------ Input data ------
PR #913, opened 2019-08-28
[test] Adapt MCH checks to CrayPE 17.06 on Kesch (RH7.5)

lucamar:
I have tested the MCH checks using the Cray Programming Environment 17.06 (module `PE/17.06`) and the MPI library `openmpi/4.0.1-pgi-18.5-gcc-5.4.0-2.26-cuda-8.0.61` for `PrgEnv-pgi/18.5`. 
The latter is not yet in production, since is part of the pull request https://github.com/eth-cscs/production/pull/1271, therefore I had to use my sandbox for testing it.
Fieldextra checks cannot work at present since the module `fieldextra/12.7.5-gmvolf-17.02` is not yet in production.

PR #922, opened 2019-09-03
[test] Fix sanity check for the OpenaccCudaCpp test

vkarak:
Fixes MAINT-107.

@ajocksch Strangely the test fails with `PrgEnv-gnu` with the following error:

```
 MPI test on CPU using           12 tasks
 Result : FAIL
 Expected value sum(f3):    110.000000     actual value:   55.0000000
```

### DIFF
--- a/cscs-checks/mch/openacc_cuda_mpi_cppstd.py
+++ b/cscs-checks/mch/openacc_cuda_mpi_cppstd.py
@@ -5,7 +5,6 @@ import reframe.utility.sanity as sn
 @rfm.simple_test
 class OpenaccCudaCpp(rfm.RegressionTest):
     def __init__(self):
-        super().__init__()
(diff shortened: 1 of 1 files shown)


vkarak:
The test is not passing even on Daint with `PrgEnv-gnu`. I guess sth has changed in the test files. I'm doing git bisect to locate the exact commit now.

vkarak:
This commit broke the test: 8623851d67462c8cb076a9eda0701515366feefa

lucamar:
@vkarak Merging #913 should bring the check back to its previous status

vkarak:
Thanks, @lucamar. We will merge this after then.

vkarak:
This PR is not needed anymore, since the problem is fixed in #913.

PR #923, opened 2019-09-04
[test] Update Vtune inspector version

victorusu:
Update VTune version because it has changed on the system.


vkarak:
@victorusu Which system is this targeting?

vkarak:
@teojgo If it's for Daint, sure.

vkarak:
This PR is wrong. The problem here is the following: The test that runs on Daint is from 2.17 version, and it was sourcing a script instead of loading the module. As soon as a newer version was installed, this script messes up the versions. The problem is fixed if the test loads the module instead of sourcing the intel script. Indeed, the master's version of test works fine on Daint. So I will back port it to 2.17 in #931.

PR #934, opened 2019-09-09
[feat] Improve and simplify the topological sorting of the test cases

vkarak:
1. Algorithm's complexity is now O(V+E). ~~The algorithm is doing a DFS traversal of the nodes and assigns each node a level (i.e., in which step it has been discovered). Then the nodes are arranged by increasing level and the test cases of each node (test) are expanded inline. Tests that are in the same level can be executed in any order (or in parallel).~~
The algorithm is simply doing a DFS traversal of the test graph (the original one, not the reversed) and marks a node as visited after all of its outcoming edges are explored. The visited nodes are kept in an ordered set, essentially providing at the end the topologically sorted tests.

2. ~~Additional information that will help execution policies in executing the test cases is now returned. More specifically, a dictionary that arranges the tests per level is returned, as well as a dictionary arranging the nodes by the level that their resources can be safely cleaned up. A test's resources can be safely deleted when the maximum level of its immediate children has been processed.~~

3. Another fixed needed for correct support of pre Python 3.6 dictionaries was to use and ordered dictionary for storing the test case graph. This was needed because we want to keep the order of partitions and environments, in order to keep the final output properly organised.

### DIFF
--- a/reframe/frontend/dependency.py
+++ b/reframe/frontend/dependency.py
@@ -140,17 +140,23 @@ def toposort(graph):
     test_deps = _reduce_deps(graph)
     visited = util.OrderedSet()
 
-    def visit(node):
+    def visit(node, path):
+        # We assume an acyclic graph
+        assert node not in path
+
+        path.add(node)
+
         # Do a DFS visit of all the adjacent nodes
         for adj in test_deps[node]:
             if adj not in visited:
-                visit(adj)
+                visit(adj, path)
 
+        path.pop()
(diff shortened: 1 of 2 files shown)


vkarak:
There is a small bug in my algorithm and I want also to change a bit the logic with the levels. I don't think they're needed. Classical topological sorting will do the job and for the cleaning up of resources a reference counting based on the dependencies would solve the issue. I'll come back to that later.

PR #936, opened 2019-09-11
[dom] Load of correct cray-libsci_acc version

ChristopherBignamini:


vkarak:
@ChristopherBignamini This is a problem of the system. The default should change and then your test should pass.

PR #937, opened 2019-09-13
[test] Enable IOR test on Daint

GiuseppeLoRe:


teojgo:
ok to test

GiuseppeLoRe:
Without the line
super().__init__() in IorCheck.__init__ 
I get this error 

AttributeError: IorWriteCheck object has no attribute '_current_partition'

teojgo:
@GiuseppeLoRe You can remove the `super().__init()__` only in the base class that inherits the `rfm.RegressionTest`.

vkarak:
@teojgo Perhaps @GiuseppeLoRe uses an older version of reframe. This feature was introduced in 2.18.

GiuseppeLoRe:
I am using the daint default one, 2.17.1

GiuseppeLoRe:
Should I test with 2.18 or 2.19?

vkarak:
So then keep the call to `__init__()`, because we are going to use this test on Daint immediately.

GiuseppeLoRe:
ok

GiuseppeLoRe:
Now that I do the tests twice, one for the gpu partition and then again for the mc one, I get the caching effect on the second test.
Is there a variable "current_partition" I can use to differentiate the output files?

vkarak:
@GiuseppeLoRe Yes, you can. This information is available in the  `setup()` method, so you will have to override this in your test. Check the example [here](https://reframe-hpc.readthedocs.io/en/v2.17/tutorial.html#customizing-the-compilation-phase) on how to do this. The link refers to reframe 2.17, which is the version you are using.

GiuseppeLoRe:
@vkarak thanks for the link, but at least for me the example is not very clear.

vkarak:
@GiuseppeLoRe What do you want to do based on the current programming environment?

GiuseppeLoRe:
@vkarak I would like the partition mane (mc or gpu) to build the ior output file name. And thought that I could use something like https://reframe-hpc.readthedocs.io/en/stable/reference.html#reframe.core.pipeline.RegressionTest.current_partition....

vkarak:
Yes, you can do that, but `current_partition` is only defined after the setup stage of the pipeline. You can do it as follows:

```python
        if self.current_partition.name == 'gpu':
            self.executable_opts = [...]
        else:
            self.executable_opts = [...]
```

You may also write this as follows:

```python
        if partition.name == 'gpu':
            self.executable_opts = [...]
        else:
            self.executable_opts = [...]

```

And from version 2.20 (or even from the current master), you will be able to write this as follows:

```python
    @rfm.run_after('setup')
    def choose_your_function_name(self):
        if self.current_partition.name == 'gpu':
            self.executable_opts = [...]
        else:
            self.executable_opts = [...]    
```

GiuseppeLoRe:
Tested on Daint.

vkarak:
@GiuseppeLoRe The test is MPI-based, so ignore my comment. I am merging this.

PR #938, opened 2019-09-14
[test] Make the MpiP check generic

jgphpc:
Fix for UES-535


cscs-checks/tools/profiling_and_debugging/mpip_mpi_omp.py
```diff
@@ -55,7 +55,7 @@ def __init__(self, lang):
             # hence mpip will report different line numbers:
             if self.current_system.name == 'daint':
                 mpi_isendline = '142'
-            elif self.current_system.name == 'dom':
+            else self.current_system.name == 'dom':
```
vkarak: This syntax is invalid. Just `else:` should work. I'd recommend though not to change this `elif`, but add a default case with `else` that will be valid for any other system.

vkarak:
@jenkins-cscs retry none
------
■ What you need to do: Top to bottom, set down the entries above word for word.

■ Answer to the problem:
PR #913, opened 2019-08-28
[test] Adapt MCH checks to CrayPE 17.06 on Kesch (RH7.5)

lucamar:
I have tested the MCH checks using the Cray Programming Environment 17.06 (module `PE/17.06`) and the MPI library `openmpi/4.0.1-pgi-18.5-gcc-5.4.0-2.26-cuda-8.0.61` for `PrgEnv-pgi/18.5`. 
The latter is not yet in production, since is part of the pull request https://github.com/eth-cscs/production/pull/1271, therefore I had to use my sandbox for testing it.
Fieldextra checks cannot work at present since the module `fieldextra/12.7.5-gmvolf-17.02` is not yet in production.

PR #922, opened 2019-09-03
[test] Fix sanity check for the OpenaccCudaCpp test

vkarak:
Fixes MAINT-107.

@ajocksch Strangely the test fails with `PrgEnv-gnu` with the following error:

```
 MPI test on CPU using           12 tasks
 Result : FAIL
 Expected value sum(f3):    110.000000     actual value:   55.0000000
```

### DIFF
--- a/cscs-checks/mch/openacc_cuda_mpi_cppstd.py
+++ b/cscs-checks/mch/openacc_cuda_mpi_cppstd.py
@@ -5,7 +5,6 @@ import reframe.utility.sanity as sn
 @rfm.simple_test
 class OpenaccCudaCpp(rfm.RegressionTest):
     def __init__(self):
-        super().__init__()
(diff shortened: 1 of 1 files shown)


vkarak:
The test is not passing even on Daint with `PrgEnv-gnu`. I guess sth has changed in the test files. I'm doing git bisect to locate the exact commit now.

vkarak:
This commit broke the test: 8623851d67462c8cb076a9eda0701515366feefa

lucamar:
@vkarak Merging #913 should bring the check back to its previous status

vkarak:
Thanks, @lucamar. We will merge this after then.

vkarak:
This PR is not needed anymore, since the problem is fixed in #913.

PR #923, opened 2019-09-04
[test] Update Vtune inspector version

victorusu:
Update VTune version because it has changed on the system.


vkarak:
@victorusu Which system is this targeting?

vkarak:
@teojgo If it's for Daint, sure.

vkarak:
This PR is wrong. The problem here is the following: The test that runs on Daint is from 2.17 version, and it was sourcing a script instead of loading the module. As soon as a newer version was installed, this script messes up the versions. The problem is fixed if the test loads the module instead of sourcing the intel script. Indeed, the master's version of test works fine on Daint. So I will back port it to 2.17 in #931.

PR #934, opened 2019-09-09
[feat] Improve and simplify the topological sorting of the test cases

vkarak:
1. Algorithm's complexity is now O(V+E). ~~The algorithm is doing a DFS traversal of the nodes and assigns each node a level (i.e., in which step it has been discovered). Then the nodes are arranged by increasing level and the test cases of each node (test) are expanded inline. Tests that are in the same level can be executed in any order (or in parallel).~~
The algorithm is simply doing a DFS traversal of the test graph (the original one, not the reversed) and marks a node as visited after all of its outcoming edges are explored. The visited nodes are kept in an ordered set, essentially providing at the end the topologically sorted tests.

2. ~~Additional information that will help execution policies in executing the test cases is now returned. More specifically, a dictionary that arranges the tests per level is returned, as well as a dictionary arranging the nodes by the level that their resources can be safely cleaned up. A test's resources can be safely deleted when the maximum level of its immediate children has been processed.~~

3. Another fixed needed for correct support of pre Python 3.6 dictionaries was to use and ordered dictionary for storing the test case graph. This was needed because we want to keep the order of partitions and environments, in order to keep the final output properly organised.

### DIFF
--- a/reframe/frontend/dependency.py
+++ b/reframe/frontend/dependency.py
@@ -140,17 +140,23 @@ def toposort(graph):
     test_deps = _reduce_deps(graph)
     visited = util.OrderedSet()
 
-    def visit(node):
+    def visit(node, path):
+        # We assume an acyclic graph
+        assert node not in path
+
+        path.add(node)
+
         # Do a DFS visit of all the adjacent nodes
         for adj in test_deps[node]:
             if adj not in visited:
-                visit(adj)
+                visit(adj, path)
 
+        path.pop()
(diff shortened: 1 of 2 files shown)


vkarak:
There is a small bug in my algorithm and I want also to change a bit the logic with the levels. I don't think they're needed. Classical topological sorting will do the job and for the cleaning up of resources a reference counting based on the dependencies would solve the issue. I'll come back to that later.

PR #936, opened 2019-09-11
[dom] Load of correct cray-libsci_acc version

ChristopherBignamini:


vkarak:
@ChristopherBignamini This is a problem of the system. The default should change and then your test should pass.

PR #937, opened 2019-09-13
[test] Enable IOR test on Daint

GiuseppeLoRe:


teojgo:
ok to test

GiuseppeLoRe:
Without the line
super().__init__() in IorCheck.__init__ 
I get this error 

AttributeError: IorWriteCheck object has no attribute '_current_partition'

teojgo:
@GiuseppeLoRe You can remove the `super().__init()__` only in the base class that inherits the `rfm.RegressionTest`.

vkarak:
@teojgo Perhaps @GiuseppeLoRe uses an older version of reframe. This feature was introduced in 2.18.

GiuseppeLoRe:
I am using the daint default one, 2.17.1

GiuseppeLoRe:
Should I test with 2.18 or 2.19?

vkarak:
So then keep the call to `__init__()`, because we are going to use this test on Daint immediately.

GiuseppeLoRe:
ok

GiuseppeLoRe:
Now that I do the tests twice, one for the gpu partition and then again for the mc one, I get the caching effect on the second test.
Is there a variable "current_partition" I can use to differentiate the output files?

vkarak:
@GiuseppeLoRe Yes, you can. This information is available in the  `setup()` method, so you will have to override this in your test. Check the example [here](https://reframe-hpc.readthedocs.io/en/v2.17/tutorial.html#customizing-the-compilation-phase) on how to do this. The link refers to reframe 2.17, which is the version you are using.

GiuseppeLoRe:
@vkarak thanks for the link, but at least for me the example is not very clear.

vkarak:
@GiuseppeLoRe What do you want to do based on the current programming environment?

GiuseppeLoRe:
@vkarak I would like the partition mane (mc or gpu) to build the ior output file name. And thought that I could use something like https://reframe-hpc.readthedocs.io/en/stable/reference.html#reframe.core.pipeline.RegressionTest.current_partition....

vkarak:
Yes, you can do that, but `current_partition` is only defined after the setup stage of the pipeline. You can do it as follows:

```python
        if self.current_partition.name == 'gpu':
            self.executable_opts = [...]
        else:
            self.executable_opts = [...]
```

You may also write this as follows:

```python
        if partition.name == 'gpu':
            self.executable_opts = [...]
        else:
            self.executable_opts = [...]

```

And from version 2.20 (or even from the current master), you will be able to write this as follows:

```python
    @rfm.run_after('setup')
    def choose_your_function_name(self):
        if self.current_partition.name == 'gpu':
            self.executable_opts = [...]
        else:
            self.executable_opts = [...]    
```

GiuseppeLoRe:
Tested on Daint.

vkarak:
@GiuseppeLoRe The test is MPI-based, so ignore my comment. I am merging this.

PR #938, opened 2019-09-14
[test] Make the MpiP check generic

jgphpc:
Fix for UES-535


cscs-checks/tools/profiling_and_debugging/mpip_mpi_omp.py
```diff
@@ -55,7 +55,7 @@ def __init__(self, lang):
             # hence mpip will report different line numbers:
             if self.current_system.name == 'daint':
                 mpi_isendline = '142'
-            elif self.current_system.name == 'dom':
+            else self.current_system.name == 'dom':
```
vkarak: This syntax is invalid. Just `else:` should work. I'd recommend though not to change this `elif`, but add a default case with `else` that will be valid for any other system.

vkarak:
@jenkins-cscs retry none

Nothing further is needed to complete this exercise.